Capability deep dive
Five capabilities where the two platforms diverge by layer rather than in marketing language. Each subsection describes the underlying mechanic, not the demo. The first subsection addresses the layer distinction directly.
Product scope and the layer distinction
AI governance in 2026 is increasingly understood as a stack of distinct layers: model evaluation and testing at the ML layer, compliance and audit-evidence at the governance layer, and runtime monitoring at the operations layer. Modulos and Lumenova each span parts of this stack but anchor their distinctive depth at different layers. Modulos anchors the compliance-and-evidence layer, the system of record for regulatory conformity, control assessment, and audit trails across multiple frameworks. Lumenova is an AI governance and model-risk platform whose distinctive depth sits at the model-evaluation layer: bias and fairness testing, foundational model assessment, GenAI behavioural monitoring, and explainability on specific high-stakes models, alongside AI inventory, guardrails, observability, and compliance mapping. The buyer question is not which platform wins, but which layer the procurement is funding, and whether the buying organisation needs to invest in both.
A practical test makes the distinction concrete. Ask each vendor for a worked example of producing an audit-ready compliance pack for one regulatory framework, for example EU AI Act Article 9 risk management, and ask the same vendor for a worked example of evaluating one specific deployed model for demographic bias under a fairness metric. The two demos will reveal which layer each platform actually owns. Some organisations will need only one layer; others will run both, with the model-evaluation outputs from the ML layer becoming evidence artefacts referenced by the compliance and governance layer.
Regulatory framework coverage and depth
Modulos covers the EU AI Act, ISO/IEC 42001, NIST AI RMF, OWASP, GDPR, NIS2, DORA, and more than ten additional frameworks inside a single Governance Graph. Framework intelligence is maintained against primary regulatory sources by a team that contributes to the EU GPAI Code of Practice, the NIST AI Safety Institute Consortium, and CEN-CENELEC JTC 21. The differentiating mechanic is cross-framework deduplication: one control mapped against multiple frameworks shares evidence and reduces implementation effort across the regulatory stack, which is the compliance-and-evidence layer’s core job.

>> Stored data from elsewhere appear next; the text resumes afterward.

PR #939, opened 2022-07-11
Fix cross when using absolute paths to the current project.

### LINKED ISSUE #938: Remove `/project` Mount
If we provide an absolute path to a manifest path in a non-workspace directory, or use other code that expects to find data using an absolute path to the current project (a terrible decision, but a possible one), then `cross` current breaks because it will not be able to find the manifest path.

For example, if we use:

```bash
$ cd "$HOME"
$ git clone https://github.com/cross-rs/rust-cpp-hello-word
$ cd rust-cpp-hello-word
$ cross run --manifest-path "$HOME"\rust-cpp-hello-word\Cargo.toml --target arm-unknown-linux-gnueabihf
error: manifest path `/mnt/c/Users/ahusz/git/rust-cpp-hello-word/Cargo.toml` does not exist
```

This and #920 should add full support for user expectations on how paths will work in cross.

Alexhuszagh:
Closes #938.

### DIFF
--- a/.changes/939.json
+++ b/.changes/939.json
@@ -1,0 +1,5 @@
+{
+    "type": "changed",
+    "description": "Remove `/project` mounting, instead always mount in the same path as on the host",
+    "issues": [938]
+}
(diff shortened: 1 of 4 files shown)


Emilgardis (approved):
if path needs to be anonymized, prefer using `--remap-path-prefix`

I'd say this is a breaking change also, but maybe not

otherwise, lgtm, a bit sad but has to be done

Emilgardis (approved):
bors r+

PR #940, opened 2022-07-11
check for newlines in test

Emilgardis:


Alexhuszagh (approved):
bors r+

Alexhuszagh:
We're going to need to fix this: it's too active in the files it chooses. It checks files ignored by `.gitignore`, including binary files, and files locally ignored in `.git/info/exclude`.

PR #941, opened 2022-07-11
replace walkdir with ripgreps ignore crate

Emilgardis:


src/tests.rs
```diff
@@ -27,23 +27,23 @@ pub fn get_cargo_workspace() -> &'static Path {
...
     root: &'_ Path,
-    skip: &'a [impl AsRef<OsStr>],
-    ext: impl for<'s> Fn(Option<&'s std::ffi::OsStr>) -> bool + 'static,
-) -> impl Iterator<Item = Result<walkdir::DirEntry, walkdir::Error>> + 'a {
-    walkdir::WalkDir::new(root)
-        .into_iter()
+    skip: &'static [impl AsRef<OsStr> + Send + Sync + 'a],
+    ext: impl for<'s> Fn(Option<&'s std::ffi::OsStr>) -> bool + Sync + Send + 'static,
+) -> impl Iterator<Item = Result<ignore::DirEntry, ignore::Error>> {
+    ignore::WalkBuilder::new(root)
```
Alexhuszagh, line 33: I believe this should use the [gitignore](https://docs.rs/ignore/0.4.18/ignore/gitignore/index.html) builder.

Alexhuszagh: We should probably use the global builder and also the `add` for `.git/info/exclude` if present, since we do probably want to check dotfiles as well (like the ones in `.changes`).

Emilgardis: Not needed, the builders defaults already does all that

https://docs.rs/ignore/0.4.18/ignore/struct.WalkBuilder.html#ignore-rules

Alexhuszagh (approved):
bors r+

Emilgardis:
oops, we might want to pin a start and end on the bisect test. I've been toying with doing an actual useful bisect so that rustc forge artifacts are used as well but for now --start and --end will work fine.

Emilgardis:
0dd1f90556be6c7eccb843caaf64d92cab7f13b3 doesn't work, need to find another solution (like actually doing a bisect)

Alexhuszagh:
It might be worth actually keeping the range though: we don't need to go to nightly builds in 2017.

Emilgardis:
bors retry

Emilgardis:
Error is rustup, as reported on [reddit](https://old.reddit.com/r/rust/comments/vwqhs7/rustup_1250_released/iftpmh3/)

will probably file an issue

Emilgardis:
unable to reproduce in a new repo: https://github.com/Emilgardis/rustup-windows-issue/runs/7297777595?check_suite_focus=true

lets try windows specifically

bors try --target x86_64-pc-windows-msvc

Emilgardis:
it failed again, might be a concurrency issue, unsure how the windows virtual environment works for this. Will bypass with `rustup set auto-self-update disable`

bors cancel

Alexhuszagh (approved):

Lumenova maps its model-evaluation and risk-assessment outputs to regulatory frameworks including the EU AI Act, NIST AI RMF, ISO/IEC 42001, and GDPR, which is the model-layer view of those regulations: connecting test results and risk scenarios to the relevant obligations. The two platforms read the same regulations from different layers. Modulos reads them as a controls-and-evidence system of record across the programme; Lumenova reads them as the regulatory context for evaluating specific models. Which framework view fits depends on whether the binding requirement is audit-ready compliance evidence or model-level evaluation mapped to regulation.
Risk quantification approach
Modulos quantifies AI risk in monetary terms using Fermi estimation, a structured method for arriving at defensible numeric exposure ranges in EUR, GBP, or USD even where direct historical loss data is sparse. The output is a numeric expected loss per AI system at the programme level, comparable across the AI estate and reportable in the same financial units as operational and market risk. Board audit committees and prudential supervisors that read AI risk alongside the rest of the enterprise financial risk taxonomy are the audiences this serves directly.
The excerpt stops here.